| Task instructions |
Each entry must be output once more without any change.

= Beginning of Section =

PR #1107, opened 2026-02-20
Cleanup old WebAssembly SDK synthesis

owenv:
Now that we have more general SDK synthesis for Swift SDKs included in the BuildRequest, I think we should remove this WebAssembly specific code so that we're exposing one more general interface to SwiftPM.


owenv:
@swift-ci test

owenv:
This needs a bit of work to get linking C-only targets working properly

Sources/SWBWebAssemblyPlatform/Plugin.swift
```diff
@@ -54,85 +53,3 @@ struct WebAssemblyPlatformExtension: PlatformInfoExtension {
...
-                    "Type": .plString("SDK"),
-                    "Version": .plString("1.0.0"),
-                    "CanonicalName": .plString(wasmSDK.identifier),
-                    "Aliases": ["webassembly", "wasi"],
-                    "IsBaseSDK": .plBool(true),
-                    "DefaultProperties": .plDict([
-                        "PLATFORM_NAME": .plString("webassembly"),
-                    ].merging(defaultProperties, uniquingKeysWith: { _, new in new })),
-                    "CustomProperties": .plDict([
-                        "LLVM_TARGET_TRIPLE_OS_VERSION": .plString(os),
```
jakepetroules, line 114: This isn't set in the Swift SDK path and I seem to recall it was necessary for some reason. Can we check on that? The other possibility is that it was copy-pasted from Android, where I believe it is more critical due to the differences in triple format compared to other platforms.

Sources/SWBWebAssemblyPlatform/Plugin.swift
```diff
@@ -54,85 +53,3 @@ struct WebAssemblyPlatformExtension: PlatformInfoExtension {
...
-                        "SWIFT_LIBRARY_PATH": .plString(swiftResourceDir.join("wasi").str),
```
jakepetroules, line 115: Also not present, what about this one?

Sources/SWBWebAssemblyPlatform/Plugin.swift
```diff
@@ -54,85 +53,3 @@ struct WebAssemblyPlatformExtension: PlatformInfoExtension {
...
-                        "SWIFT_RESOURCE_DIR": .plString(swiftResourceDir.str),
-                        // HACK: Ld step does not use swiftc as linker driver but instead uses clang, so we need to add some Swift specific flags
-                        // assuming static linking.
-                        // Tracked in https://github.com/swiftlang/swift-build/issues/3
-                        "OTHER_LDFLAGS": .plArray(["-lc++", "-lc++abi", "-resource-dir", "$(SWIFT_RESOURCE_DIR)/clang", "@$(SWIFT_LIBRARY_PATH)/static-executable-args.lnk"]),
```
jakepetroules, line 120: _All_ of these flags are no longer required?

owenv: A lot of these were needed because we used to be using clang as the linker driver instead of swiftc

owenv:
@swift-ci test

Sources/SWBWebAssemblyPlatform/Plugin.swift
owenv: This gets handled by the linker driver now that we use swiftc

Sources/SWBWebAssemblyPlatform/Plugin.swift
owenv: I haven't been able to dig up the context for this, but AFAICT we're correctly assembling the triple without it

jakepetroules: Yeah, who knows. It'll come back if important.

= End of Section =

| Task answer |
PR #1107, opened 2026-02-20
Cleanup old WebAssembly SDK synthesis

owenv:
Now that we have more general SDK synthesis for Swift SDKs included in the BuildRequest, I think we should remove this WebAssembly specific code so that we're exposing one more general interface to SwiftPM.


owenv:
@swift-ci test

owenv:
This needs a bit of work to get linking C-only targets working properly

Sources/SWBWebAssemblyPlatform/Plugin.swift
```diff
@@ -54,85 +53,3 @@ struct WebAssemblyPlatformExtension: PlatformInfoExtension {
...
-                    "Type": .plString("SDK"),
-                    "Version": .plString("1.0.0"),
-                    "CanonicalName": .plString(wasmSDK.identifier),
-                    "Aliases": ["webassembly", "wasi"],
-                    "IsBaseSDK": .plBool(true),
-                    "DefaultProperties": .plDict([
-                        "PLATFORM_NAME": .plString("webassembly"),
-                    ].merging(defaultProperties, uniquingKeysWith: { _, new in new })),
-                    "CustomProperties": .plDict([
-                        "LLVM_TARGET_TRIPLE_OS_VERSION": .plString(os),
```
jakepetroules, line 114: This isn't set in the Swift SDK path and I seem to recall it was necessary for some reason. Can we check on that? The other possibility is that it was copy-pasted from Android, where I believe it is more critical due to the differences in triple format compared to other platforms.

Sources/SWBWebAssemblyPlatform/Plugin.swift
```diff
@@ -54,85 +53,3 @@ struct WebAssemblyPlatformExtension: PlatformInfoExtension {
...
-                        "SWIFT_LIBRARY_PATH": .plString(swiftResourceDir.join("wasi").str),
```
jakepetroules, line 115: Also not present, what about this one?

Sources/SWBWebAssemblyPlatform/Plugin.swift
```diff
@@ -54,85 +53,3 @@ struct WebAssemblyPlatformExtension: PlatformInfoExtension {
...
-                        "SWIFT_RESOURCE_DIR": .plString(swiftResourceDir.str),
-                        // HACK: Ld step does not use swiftc as linker driver but instead uses clang, so we need to add some Swift specific flags
-                        // assuming static linking.
-                        // Tracked in https://github.com/swiftlang/swift-build/issues/3
-                        "OTHER_LDFLAGS": .plArray(["-lc++", "-lc++abi", "-resource-dir", "$(SWIFT_RESOURCE_DIR)/clang", "@$(SWIFT_LIBRARY_PATH)/static-executable-args.lnk"]),
```
jakepetroules, line 120: _All_ of these flags are no longer required?

owenv: A lot of these were needed because we used to be using clang as the linker driver instead of swiftc

owenv:
@swift-ci test

Sources/SWBWebAssemblyPlatform/Plugin.swift
owenv: This gets handled by the linker driver now that we use swiftc

Sources/SWBWebAssemblyPlatform/Plugin.swift
owenv: I haven't been able to dig up the context for this, but AFAICT we're correctly assembling the triple without it

jakepetroules: Yeah, who knows. It'll come back if important.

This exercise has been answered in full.